__To do__
Below are the records; give again exactly the lines that run from the one with "package manager folder." through the last line.

(Records excerpted from a collection)
PR #1827, opened 2026-07-04
fix: render General Overview details dropped by a misspelled HTML-report section key (#1818)

### LINKED ISSUE #1818: [bug] "Analyzed event files" / total file size lines never appear in the HTML report due to a misspelled section key
**Describe the bug**

When the HTML report is enabled, `analysis_files()` registers the analyzed-file count, total file size, selected detection rule set, and excluded tags under the section key `"General Overview #{general_overview}"` — with the `#` outside the braces. Every other call site in the codebase uses `"General Overview {#general_overview}"`, which is the key registered in `section_order` by `get_init_md_data_map()`. Because `add_md_data()` stores data under whatever key it is given and `create_html()` only renders sections whose names appear in `section_order`, everything added under the misspelled key ends up in an orphan map entry that is never rendered — the data is silently dropped from the report.

**Affected code**

The misspelled key (all other call sites use `{#general_overview}`):

https://github.com/Yamato-Security/hayabusa/blob/11ce47c6abf57ab67d1028b2dd3a199d0ff9de71/src/main.rs#L1788-L1813

```rust
        if stored_static.html_report_flag {
            let mut output_data = Nested::<String>::new();
            let mut html_report_data = Nested::<String>::from_iter(vec![
                format!(
                    "- Analyzed event files: {}",
                    evtx_files.len().to_formatted_string(&Locale::en)
                ),
                format!("- {total_size}"),
            ]);
            // ... (adds "Selected deteciton rule set: ..." and "Excluded tags: ..." lines)
            output_data.extend(html_report_data.iter());
            htmlreport::add_md_data("General Overview #{general_overview}", output_data);
        }
```

The canonical section keys and the render loop that drops any other key:

https://github.com/Yamato-Security/hayabusa/blob/11ce47c6abf57ab67d1028b2dd3a199d0ff9de71/src/options/htmlreport.rs#L92-L103

```rust
    section_order.extend(vec![
        "General Overview {#general_overview}",
        "Results Summary {#results_summary}",
    ]);
```

https://github.com/Yamato-Security/hayabusa/blob/11ce47c6abf57ab67d1028b2dd3a199d0ff9de71/src/options/htmlreport.rs#L54-L64

```rust
        for section_name in self.section_order.iter() {
            if let Some(v) = self.md_datas.get(section_name) {
                md_data.push(format!("## {}\n", &section_name));
```

`add_md_data()` (https://github.com/Yamato-Security/hayabusa/blob/11ce47c6abf57ab67d1028b2dd3a199d0ff9de71/src/options/htmlreport.rs#L106-L115) uses `entry(section_name).or_insert(...)`, so the misspelled key simply creates a new `md_datas` entry that the loop above never reads.

**Impact / example**

Running e.g. `hayabusa csv-timeline -d ./logs -o out.csv -H report.html`, the "General Overview" section of `report.html` contains the command line, start time, output profile, elapsed time, etc. (added elsewhere with the correct key), but is missing the lines produced in this block:

- `Analyzed event files: 581`
- the total file size line
- `Selected detection rule set: ...` (the wizard selection)
- `Excluded tags: ...` (when tags were excluded)

The unit tests in `src/options/htmlreport.rs` (e.g. L231–L232 expect `- Analyzed event files: 581` and `- Total file size: 148.5 MB`) show these lines are intended to be part of General Overview. The typo was introduced in commit 974ec45c ("added id attribute to html header tag #689", Sep 2022), when the `{#id}` heading attributes were added: the other two call sites in that commit were changed to `{#general_overview}` while this one got `#{general_overview}`. Current releases are affected. (A later cleanup, 74fe5b3a, touched the same line, so `git blame` points there.)

**Possible fix**

Change the key at `src/main.rs:1812` to `"General Overview {#general_overview}"`, or introduce a shared constant for the section names so the key cannot drift again. Note that once this block actually renders, a few latent nits in it become user-visible and may be worth fixing in the same PR: the size line is formatted as `format!("- {total_size}")` without the `Total file size: ` label the tests expect, `deteciton` is a typo for `detection`, and the wizard line comes out double-labeled because `status_append_output` (src/main.rs:1620-1623) already starts with `- selected detection rule sets: `.

Shirofune-Security:
Closes #1818

## Problem

When the HTML report is enabled, `analysis_files()` registered the analyzed-file count, total file size, selected detection rule set, and excluded tags under the section key `"General Overview #{general_overview}"` — with the `#` **outside** the braces. Every other call site, and `section_order` in `get_init_md_data_map()`, uses `"General Overview {#general_overview}"`.

`create_html()` only renders sections whose key is present in `section_order`, so the misspelled key created an orphan `md_datas` entry that was never read — those four lines were silently dropped from the report (introduced by the `{#id}`-attribute change in commit `974ec45c`, Sep 2022).

## Fix

- **Root cause**: introduced shared constants `GENERAL_OVERVIEW_SECTION` / `RESULTS_SUMMARY_SECTION` in `options::htmlreport` and use them at every call site (`section_order` builder + the four `main.rs` sites), so the section keys have a single source of truth and can't drift again.
- **Latent issues that became user-visible once the block renders** (called out in the issue):
  - The total-size line was `format!("- {total_size}")` → now `"- Total file size: {total_size}"`, matching the other lines and the `test_create_html` expectation (`- Total file size: 148.5 MB`).
  - Fixed the `deteciton` → `detection` typo in the rule-set label.
  - Fixed the double-labeled rule-set line: `status_append_output` already began with `- selected detection rule sets: `, and the report block wrapped it again as `- Selected deteciton rule set: {…}`. `status_append_output` now holds just the selected set name and the report block supplies the single `- Selected detection rule set: ` prefix.

## Result

The General Overview section of the HTML report now includes the analyzed-file count, total file size, selected rule set, and excluded tags (when set), each with a correct single label.

## Tests

- Added `test_general_overview_section_key_is_rendered` (regression for #1818): data registered under `GENERAL_OVERVIEW_SECTION` is rendered, while data under the old misspelled key is not.
- `cargo fmt -- --check` ✅
- `cargo clippy --all-targets -- -D warnings` ✅
- `RUST_TEST_THREADS=1 cargo test`: **456/456 pass** (439 lib + 17 bin) ✅

Found while reading the source for #1807.


YamatoSecurity (approved):
LGTM!

PR #2791, opened 2020-11-25
go: verify GitDependenciesNotReachable from versioned modules

thepwagner:
No functional changes, but it may be worth verifying this behaviour with versioned modules?


fatih (approved):
Looks good to me 👍🏼

jurre (approved):

PR #2797, opened 2020-11-27
Pip compile: handle unresolvable errors

feelepxyz:
Check the cause exception when checking resolvability for pip compile.

When rescuing pip compile errors we retry the update on the initial
manifest files to see if the project is unresolvable to begin with, when
checking the exception parse the causing exception for resolvability
errors instead of the new exception that might have a different error
message.

Other changes:
- dry-run: add exception handling and re-raise on unknown errors
- Spec helper: add a project dependency files helper


bin/dry-run.rb
```diff
@@ -322,6 +322,96 @@ def cached_dependency_files_read
...
+          "go-mod": error.go_mod,
+        },
+      }
+    else
+      raise error
+    end
+
+  puts " => handled error whilst updating #{dependency.name}: #{error_details.fetch(:'error-type')} "\
+       "#{error_details.fetch(:'error-detail')}"
+end
```
brrygrdn, line 413: ✨

brrygrdn (commented):
🚀

bin/dry-run.rb
jurre: Might be time to extract some things out of this file soon 😄

jurre (approved):

brrygrdn (approved):

bin/dry-run.rb
feelepxyz: > Might be time to extract some things out of this file soon

Yeah! Will leave for now to avoid a big jak shave refactoring the dry-run script 😅

PR #2807, opened 2020-11-30
Add rubocop config for each language

feelepxyz:
At some point rubocop removed support for finding configs in parent
directories and only loads the .rubocop.yml defined in the current
folder so we used to run CI lint with `-c ../.rubocop.yml` but this
breaks editors (e.g. vscode) support as it needs to run rubocop in the
package manager folder.


jurre (approved):
Thanks, this is a great improvement! Not having my editor autocorrect changes has added some unnecessary churn on PRs

PR #2815, opened 2020-12-02
Fix building native python dependencies for pip-compile

jurre:
Some native python dependencies require to be built from scratch,
because no Wheel is available for them for the given version of Python.

If this is the case, when trying to install with the `--build-isolation`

__Expected answer__
package manager folder.


jurre (approved):
Thanks, this is a great improvement! Not having my editor autocorrect changes has added some unnecessary churn on PRs

PR #2815, opened 2020-12-02
Fix building native python dependencies for pip-compile

jurre:
Some native python dependencies require to be built from scratch,
because no Wheel is available for them for the given version of Python.

If this is the case, when trying to install with the `--build-isolation`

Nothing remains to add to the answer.